Determine how many lines in the records hold "into", then give that number by itself.

┄┄┄┄┄┄┄┄┄┄

PR #9243, opened 2021-09-12
Die, layout=flat, die

### LINKED ISSUE #996: vala: Building with flat layout does not work
It does not seem to resolve the generated header path properly:

```
[5/7] Compiling c object 'meson-out/valaprog@exe/meson-out_valaprog@exe_prog.c.o'
FAILED: meson-out/valaprog@exe/meson-out_valaprog@exe_prog.c.o 
cc  '-Imeson-out/valaprog@exe' '-fdiagnostics-color=always' '-I../prog' '-Iprog' '-Ilib' '-I../lib' '-pipe' '-w' '-O0' '-g' '-I/usr/include/glib-2.0' '-I/usr/lib64/glib-2.0/include' '-MMD' '-MQ' 'meson-out/valaprog@exe/meson-out_valaprog@exe_prog.c.o' '-MF' 'meson-out/valaprog@exe/meson-out_valaprog@exe_prog.c.o.d' -o 'meson-out/valaprog@exe/meson-out_valaprog@exe_prog.c.o' -c 'meson-out/valaprog@exe/prog.c'
meson-out/valaprog@exe/prog.c:9:21: erreur fatale : valalib.h : No such file or directory
 #include "valalib.h"
                     ^
compilation terminée.
[6/7] Generating symbol file 'meson-out/valalib@sha/meson-out/libvalalib.so.symbols'.
```

Also, there should be some CI support to run all the test cases using the flat layout.

I'll probably look into this.

### LINKED ISSUE #1521: Missing shared library links in flat layout
I have a project with a few libraries built with `version` (`0.0.0` in this case, but it doesn’t matter) and plugins. I use the flat layout so I can set the build dir as a plugin dir and load them all for tests.
Recently I added some API in one of the library, and my (manual) test suddenly failed due to a missing symbol.

It appears that Meson, with the flat layout, doesn’t create the `liblib.so.0 -> liblib.so.0.0.0` symlink in the build dir. Removing my system installed package confirms this is the issue.

### LINKED ISSUE #1908: Executable names clash between the main project and subprojects
I am not in a position to be able to build a simple test case for this right now but I think what I am experiencing is that a test() from the main project ends up running an executable that is built by a subproject, because its name happens to be the same as another executable in the main project.

I'm not sure what's the best solution for this, probably an error should be reported, the build aborted?

### LINKED ISSUE #7133: Crash in gnome module when using -Dlayout=flat

### LINKED ISSUE #7480: The ’layout’ option needs some work for Rust projects
I did some investigation on the phenomenon  where any attempt to building a `rust` project ends with a missing chunk of likable code. So I ran some experiments and found that nothing works until I remove the usage of `layout` option assigned to `flat` that things started to work again. 

So my conclusion is that `layout` option needs some work for Rust projects with the value `flat`.

### LINKED ISSUE #8378: configure_file not working with vs and layout=flat
**Describe the bug**
On a toy project following [the manual](https://mesonbuild.com/Configuration.html#a-full-example), using layout=flat on vs backend fails because the include path is incorrect.

**To Reproduce**
[meson_layout_flat.zip](https://github.com/mesonbuild/meson/files/5996320/meson_layout_flat.zip)
meson build --backend=vs --layout=flat

**Expected behavior**
compilation will fail with 'projconfig.h' : No such file or directory
while it compiles with meson build --backend=vs

**system parameters**
* native build
* windows 7 64bits
* Python 3.8.7
* `meson --version` = 0.56.2
* `ninja --version` = 1.10.2

eli-schwartz:
The option for layout=flat is horribly broken beyond repair in various circumstances which no one really keeps track of, no one seems to actually use it in practice for any good reason, CI doesn't test it, no one is committed to maintaining it, etc. etc. etc.

How is it broken? Well:
- projects doing trivially reasonable things, such as generating "foo/util.py" and "bar/util.py", create clashing output names. This will never, ever, ever, ever work with layout=flat. This is by design, because they are fundamentally incompatible goals.
- Generally, meson assumes all over the place that files go in their subdir output directories, and since it is never tested in CI, these assumptions go unnoticed...
- Sometimes meson itself generates files in subdir-based layouts, for example my recent changes to the i18n module produce dozens of files all named "project.mo" but in directories distinguished by unique locales. This is because locale files are all named the same thing, and gettext chooses the right file by searching a locale directory... there is nothing we can do here! There are probably also other generated cases, but who even cares to try to figure out what they are???

I propose that layout=flat is a failed experiment. It only ever existed in the first place, because... Windows. Windows is technically  broken. It relies on PATH to find dlls which executables depend on, so programs don't run while uninstalled if subdirs are in play. Enter `layout=flat` just stick everything all in one directory, surely nothing can possibly go wrong... except it does.

There is a much better way to handle this, and recent versions of meson include it: `meson devenv` will let you enter an environment where your PATH is set up properly and you can run uninstalled programs. Let's deprecate and remove layout=flat in favor of `devenv`. Everyone will thank us.

Closes #996
Closes #1521
Closes #1908
Closes #7133
Closes #7135
Closes #7480
Closes #8378

(and probably more, who knows)

### DIFF
--- a/mesonbuild/msetup.py
+++ b/mesonbuild/msetup.py
@@ -177,8 +177,6 @@ class MesonApp:
         mlog.initialize(env.get_log_dir(), self.options.fatal_warnings)
         if self.options.profile:
             mlog.set_timestamp_start(time.monotonic())
-        if env.coredata.options[mesonlib.OptionKey('backend')].value == 'xcode':
-            mlog.warning('xcode backend is currently unmaintained, patches welcome')
         with mesonlib.BuildDirLock(self.build_dir):
             self._generate(env)
 
@@ -264,6 +262,11 @@ class MesonApp:
 
             # Post-conf scripts must be run after writing coredata or else introspection fails.
             intr.backend.run_postconf_scripts()
+
+            # collect warnings about unsupported build configurations; must be done after full arg processing
+            # by Interpreter() init, but this is most visible at the end
+            if env.coredata.options[mesonlib.OptionKey('backend')].value == 'xcode':
+                mlog.warning('xcode backend is currently unmaintained, patches welcome')
         except Exception as e:
             mintro.write_meson_info_file(b, [e])
             if 'cdf' in locals():
--- a/mesonbuild/msetup.py
+++ b/mesonbuild/msetup.py
@@ -267,6 +267,13 @@ class MesonApp:
             # by Interpreter() init, but this is most visible at the end
             if env.coredata.options[mesonlib.OptionKey('backend')].value == 'xcode':
                 mlog.warning('xcode backend is currently unmaintained, patches welcome')
+            if env.coredata.options[mesonlib.OptionKey('layout')].value == 'flat':
+                mlog.warning('-Dlayout=flat is unsupported and probably broken. It was a failed experiment at '
+                             'making Windows build artifacts runnable while uninstalled, due to PATH considerations, '
+                             'but was untested by CI and anyways breaks reasonable use of conflicting targets in different subdirs. '
+                             'Please consider using `meson devenv` instead. See https://github.com/mesonbuild/meson/pull/9243 '
+                             'for details.')
+
         except Exception as e:
             mintro.write_meson_info_file(b, [e])
             if 'cdf' in locals():


dcbaker (approved):
This looks good to me. I agree, unless someone wants to step up and get this working and in CI, removing it seems like the right decision to me.

xclaesse:
@eli-schwartz Seems worth adding a release snippet.

tabedzki:
I only recently started using meson and thought this would be nice to have. However, since this is a pain to maintain and has been deprecated, let's remove it from https://mesonbuild.com/Builtin-options.html so new users don't accidentally stumble upon it.

eli-schwartz:
One thing some people do is use `subdir()` to collect files into a variable, and then define the actual target in the toplevel meson.build using a much simpler one-line declaration that doesn't use bulky filelists.

tabedzki:
Pardon my inexperience, but how do you do that? I have a gpu_files=['file1', 'file2'] within the `src/meson.build`. Do I just need to append a 'src/` in front of all the files for that?

eli-schwartz:
```meson
gpu_files = files('file1', 'file2')
```

You can now use the `gpu_files` variable from ***anywhere***, any subdir at all, and it is guaranteed to always correctly refer to the right files.

tabedzki:
Ahh ok; thanks!

PR #9244, opened 2021-09-12
 Fixes .vcxproj for vs2017 vs2019 fixes #6314

### LINKED ISSUE #6314: Visual Studio 2019 backend doesn't pick up c++ standard version

qmor:
…h stdcpp version and LanguageStandard_C tag with stdc version in .vcxproj file

### DIFF
--- a/mesonbuild/backend/vs2010backend.py
+++ b/mesonbuild/backend/vs2010backend.py
@@ -1119,15 +1119,7 @@ class Vs2010Backend(backends.Backend):
         else:
             ET.SubElement(clconf, 'FavorSizeOrSpeed').text = 'Speed'
         # Note: SuppressStartupBanner is /NOLOGO and is 'true' by default
-        if self.name in ('vs2017', 'vs2019'):
-            if 'cpp' in file_args:
-                optargs = [x for x in file_args['cpp'] if x.startswith('/std:c++')]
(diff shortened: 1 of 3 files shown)


jpakkane:
I don't know enough about VS to make reasonable comments. Does someone else know, maybe @jenatali?

jenatali (approved):

eli-schwartz:
Could you please fix the commit message?
- the summary line is very long and overly detailed, and some of that should be moved to the extended description paragraph
- `fixes 6314` does not include a `#` character in the ticket number, so github does not automatically linkify this and mark the ticket as closed once this PR is merged

qmor:
I suggest to move this PR to milestone 0.60.2 because https://github.com/mesonbuild/meson/pull/9390 depend on this PR

PR #9248, opened 2021-09-13
Fix fortran

HaoZeke:
This PR ensures that the test programs can be compiled with standards conforming compilers like conda's `gfortran` and others.

- Fixes compiler check
- Updates tests
- ~Changes `.gitignore` to ignore generated `fortran`~

### DIFF
--- a/mesonbuild/compilers/fortran.py
+++ b/mesonbuild/compilers/fortran.py
@@ -72,7 +72,7 @@ class FortranCompiler(CLikeCompiler, Compiler):
         if binary_name.is_file():
             binary_name.unlink()
 
-        source_name.write_text('print *, "Fortran compilation is working."; end', encoding='utf-8')
+        source_name.write_text('program main; print *, "Fortran compilation is working."; end program', encoding='utf-8')
 
         extra_flags: T.List[str] = []
         extra_flags += environment.coredata.get_external_args(self.for_machine, self.language)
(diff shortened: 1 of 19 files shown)


eli-schwartz (changes requested):
> Changes `.gitignore` to ignore generated `fortran`

It is ignoring a lot more than just generated fortran, but... I don't understand the point of this, it should only ever be generated inside a configured builddir in "test cases/".

But meson already creates a gitignore inside every configured builddir which ignores "*" for precisely the reason of ignoring ALL generated anything whatsoever (and not just fortran).

HaoZeke:
> > Changes `.gitignore` to ignore generated `fortran`
> 
> It is ignoring a lot more than just generated fortran, but... I don't understand the point of this, it should only ever be generated inside a configured builddir in "test cases/".
> 
> But meson already creates a gitignore inside every configured builddir which ignores "*" for precisely the reason of ignoring ALL generated anything whatsoever (and not just fortran).

Ah, true, somehow I had some `.mod` files sneaking around but they weren't part of `meson`.  Sorry, removed that commit.

eli-schwartz:
Alright, let's see what CI thinks.

(From a general meson sense, this PR looks fine to me. However, I have no knowledge of fortran programming, so I can't comment on what constitutes a standard fortran program.)

Issue #9247, opened 2021-09-12
vs backend doesn't handle alias targets


anarazel:
Hi,

Using meson 0.59.0-318-g214d03568 I tried to build my WIP postgres-meson branch with visual studio. Despites lots of other issues that failed because of the presence of an alias_target().

A simple repro follows:

meson.build:
```
project('repro', ['c'],
	version : '0.1',
	meson_version: '>=0.59.99')

sometarget = custom_target('bleat', command: ['cmd', '/s', '/c', 'echo', 'foo'], capture: true, output: ['bleat'])
alias_target('noisy', [sometarget])
```

invocation and failure:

┄┄┄┄┄┄┄┄┄┄

▶ [Result] 2